Add the appropriate lifetime annotations to make this code compile.
fn get_or_default(strings: &Vec<String>, default: &String, index: usize) -> &String { if index < strings.len() { return &strings[index]; } else { return default; } } fn main() { let vec = vec![String::from("hello"), String::from("world")]; let default = String::from("not found"); let result = get_or_default(&vec, &default, 5); println!("{}", result); }
Solution
fn get_or_default<'a>(strings: &'a Vec<String>, default: &'a String, index: usize) -> &'a String { if index < strings.len() { return &strings[index]; } else { return default; } } fn main() { let vec = vec![String::from("hello"), String::from("world")]; let default = String::from("not found"); let result = get_or_default(&vec, &default, 5); println!("{}", result); }
The return value could come from either strings or default, so both need the same
lifetime annotation 'a.
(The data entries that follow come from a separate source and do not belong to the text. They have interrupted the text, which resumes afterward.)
PR #3246, opened 2022-02-05
Wysiwyg: preserves line feeds in code block mode

### LINKED ISSUE #3200: [Bug Report]: selecting multiple lines to make them code block
### Describe the Bug

When I have multiple lines and I select them and click on 'code block', all the paragraphs on the page get smushed to one line. 
Strangely, if I select the same paragraphs and select block quote, it works perfectly.
Unrelated, but requires same bug fix: If I shift+enter some lines and then select code block, the entire paragraph gets smushed to a single line inside the code block. Again, block quote works as expected.

### Steps to Reproduce

New document
add a few lines of text, some with SHIFT+ENTER
select 2 lines from either the enter delimited and shift+enter delimited text and click code block.

### Expected Behaviour

It has to be like the block quote, retain line endings, so if you have 2 lines with an ENTER between them (2 paragraphs), the code block needs to be "line1, empty line, line2" , and if you have a paragraph with multiple lines, it needs to be "line1,line2".

_No response_

### Exact BookStack Version

v21.12.2

### PHP Version

7.4

### Hosting Environment

Ubuntu 20.4 LTS

bourdaisj:
Fix https://github.com/BookStackApp/BookStack/issues/3200

### DIFF
--- a/resources/js/components/wysiwyg-editor.js
+++ b/resources/js/components/wysiwyg-editor.js
@@ -136,7 +136,7 @@ function codePlugin() {
         const selectedNode = editor.selection.getNode();
 
         if (!elemIsCodeBlock(selectedNode)) {
-            const providedCode = editor.selection.getNode().textContent;
+            const providedCode = editor.selection.getNode().innerText;
             window.components.first('code-editor').open(providedCode, '', (code, lang) => {
                 const wrap = document.createElement('div');
                 wrap.innerHTML = `<pre><code class="language-${lang}"></code></pre>`;


ssddanbrown:
Thank you once again @Julesdevops!

This change was definitely an improvement to preserve the newlines.
Unfortunately it alone would not fully address the issue in #3200.

When the selection spanned across multiple top-level nodes, inserting a code block would attempt to (and breakingly) convert the whole page into a code block. You would also see all text within the code content editor popup. This was due to my usages of `getNode()` within the below lines:

https://github.com/BookStackApp/BookStack/blob/815f8d79ed2d4dcb30be3a7b17b257c1a0208eb6/resources/js/components/wysiwyg-editor.js#L139-L148

When multiple top-level nodes are selected this would resolve to the shared parent body, hence we would fetch all text from those and attempt to replace the whole body with code on code-block-save.

I found a handy `editor.selection.getContent({format: 'text'})` method which is smart and provides just the selection, even if terminating part-way through a block.

I followed up your changes with b2f863e1f18ab9997dc43178ef53bc04b849e10c which uses this method and simplifies the strange stuff I was doing to set the code block, to make the selection replacement more accurate.

bourdaisj:
Indeed a far better solution! thanks for following up on this

PR #3315, opened 2022-03-08
copy composer file from composer official image

souhaiebtar:
a little optimization on how composer is put inside the php container


ssddanbrown:
Thanks for offering this @souhaiebtar but can you explain why this method is any better than the existing method?
From my perspective, downloading composer via direct official means seems more efficient and follows official usage paths compared to needing an extra container image involved, just to extract a single file.

souhaiebtar:
@ssddanbrown the docker image from which composer is pulled is official, also as it's less code which i think make it more comprehensive, but you are right it's the same thing, if you think it's not necessary i can close the request, also thank you for this great project

ssddanbrown:
> the docker image from which composer is pulled is official

Sure, but it's provided within the intent of using the container, not specifically for providing a single file.

> also as it's less code which i think make it more comprehensive

Only slightly less code in our docker file but it adds reliance to another container image and would likely require downloading a lot more data from a user perspective.

> if you think it's not necessary i can close the request

I will go ahead and close this, since I do think it adds complexity rather than reducing it.
Thanks though for looking to contribute.

> also thank you for this great project

No worries, glad to provide something others find useful!

Issue #2886, opened 2021-08-16
Error uploading files more then 150mb


dividerbeam:
![image](https://user-images.githubusercontent.com/52495131/129556184-1837354e-fcd7-4556-b08b-5bd5c5c9286f.png)

files uploading run with connection to Minio s3

all server settings added:
php:
post_max_size
upload_max_filesize
memory_limit
nginx:
client_max_body_size
client_body_timeout
js:
window.uploadTimeout
window.uploadLimit

dividerbeam:
![image](https://user-images.githubusercontent.com/52495131/129560543-9357305a-cdee-4d57-a068-ddee3163089b.png)

ssddanbrown:
Hi @dividerbeam,
Would you be able to find the log file described within this page: https://www.bookstackapp.com/docs/admin/debugging/?

Once found, could you find the latest error logged upon causing that error? That should provide more detail as to what is failing here.

dividerbeam:
![image](https://user-images.githubusercontent.com/52495131/129604825-36f5276e-29b8-4392-8e8d-8d82f0d31668.png)

but i cant change memory_limit, my .ini file in volumes being overwritten on container start

`version: "2"
services:
  bookstack:
    image: ghcr.io/linuxserver/bookstack
    container_name: bookstack
    volumes:
      - /docs:/config
      - /home/artel/mydocs:/var/www/html
      - ./php-local.ini:/etc/php7/conf.d/php-local.ini
    environment:
        ....`

php-local.ini not applied after "docker-compose up", moreover, the file from the container replaces the local file

ssddanbrown:
@dividerbeam Based upon the following lines:
https://github.com/linuxserver/docker-bookstack/blob/3aec0b9e4974eed807f2f363c250b8e62abadf01/root/etc/cont-init.d/50-config#L84-L85

I would assume that the linuxserver/bookstack image is already providing a `php.ini` at `config/php/php-local.ini` to provide customizations, hence you might be fighting that. Based on your volumes, do you have a `/docs/php/php-local.ini` file? and if so have you tried adding your customizations there?

dividerbeam:
> @dividerbeam На основе следующих строк:
> https://github.com/linuxserver/docker-bookstack/blob/3aec0b9e4974eed807f2f363c250b8e62abadf01/root/etc/cont-init.d/50-config#L84-L85
> 
[...]

PR #3365, opened 2022-04-02
Add data streaming where beneficial to reduce memory usage

ssddanbrown:
### Areas to address

- [x] - Attachment Downloads
- [x] - Attachment Uploads
- [x] - API Attachment Downloads
- [x] - API Attachment Uploads
- [ ] - ~~Image Uploads~~ Upload path already looks to be at reasonable minimum. Resizing is loaded into memory either way. 18MB image on 32MB memory uploads okay.
- [x] - Image Downloads? Was already streaming.

### Todo

- [x] Test when using s3-like storage for each area
    - Tested on minio, Works very nicely. 

### Related 

Related to #2886


ssddanbrown:
Ready for merge when appropriate.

The vector reference itself doesn’t need to live as long since
we’re returning references to its contents, not the vector itself.
Exercise 3 – Generic Type with Lifetime Annotations
The following code defines a Wrapper struct that holds both a generic value and a
reference. The struct and its method won’t compile without proper lifetime annotations.
Add the appropriate lifetime annotations to make this code compile.
struct Wrapper<T> { value: T, description: &String, } impl<T> Wrapper<T> { fn new(value: T, description: &String) -> Self { return Wrapper { value, description }; } fn get_description(&self) -> &String { return &self.description; } fn get_value(&self) -> &T { return &self.value; } } fn main() { let desc = String::from("A number"); let wrapper = Wrapper::new(42, &desc); println!("Value: {}, Description: {}", wrapper.get_value(), wrapper.get_description()); }
Solution
struct Wrapper<'a, T> { value: T, description: &'a String, } impl<'a, T> Wrapper<'a, T> { fn new(value: T, description: &'a String) -> Self { return Wrapper { value, description }; } fn get_description(&self) -> &String { return &self.description; } fn get_value(&self) -> &T { return &self.value; } } fn main() { let desc = String::from("A number"); let wrapper = Wrapper::new(42, &desc); println!("Value: {}, Description: {}", wrapper.get_value(), wrapper.get_description()); }
The struct needs a lifetime parameter 'a because it holds a reference (description).
The impl block must also declare this lifetime parameter: impl<'a, T>. The methods
get_description and get_value don’t need explicit lifetime annotations because the
compiler can apply elision rules (the return lifetime is inferred from &self).